━━━ INPUT FOR THIS TASK

PR #448, opened 2020-05-06
fix: improve KeyMatch method to avoid endless loop

### LINKED ISSUE #447: I think we should improve KeyMatch method to avoid endless loop
In KeyMatch all use `for{}` loop
```go
	re := regexp.MustCompile(`(.*)\{[^/]+\}(.*)`)
	for {
		if !strings.Contains(key2, "/{") {
			break
		}

		key2 = re.ReplaceAllString(key2, "$1([^/]+)$2")
	}
```
But in this case, it will form an endless loop
```
testKeyMatch2(t, "/alice", "/:/id", true)
testKeyMatch3(t, "/myid/using/myresid", "/{id/using/{resId}", true)
testKeyMatch4(t, "/parent/123/child/123", "/parent/{i/d}/child/{i/d}", true)
```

━━━━━━

▶ **YOUR ASSIGNMENT**
Note how many lines in the material hold the word "endless", and give that number with nothing added.

▶ **EXERCISE ANSWER**
3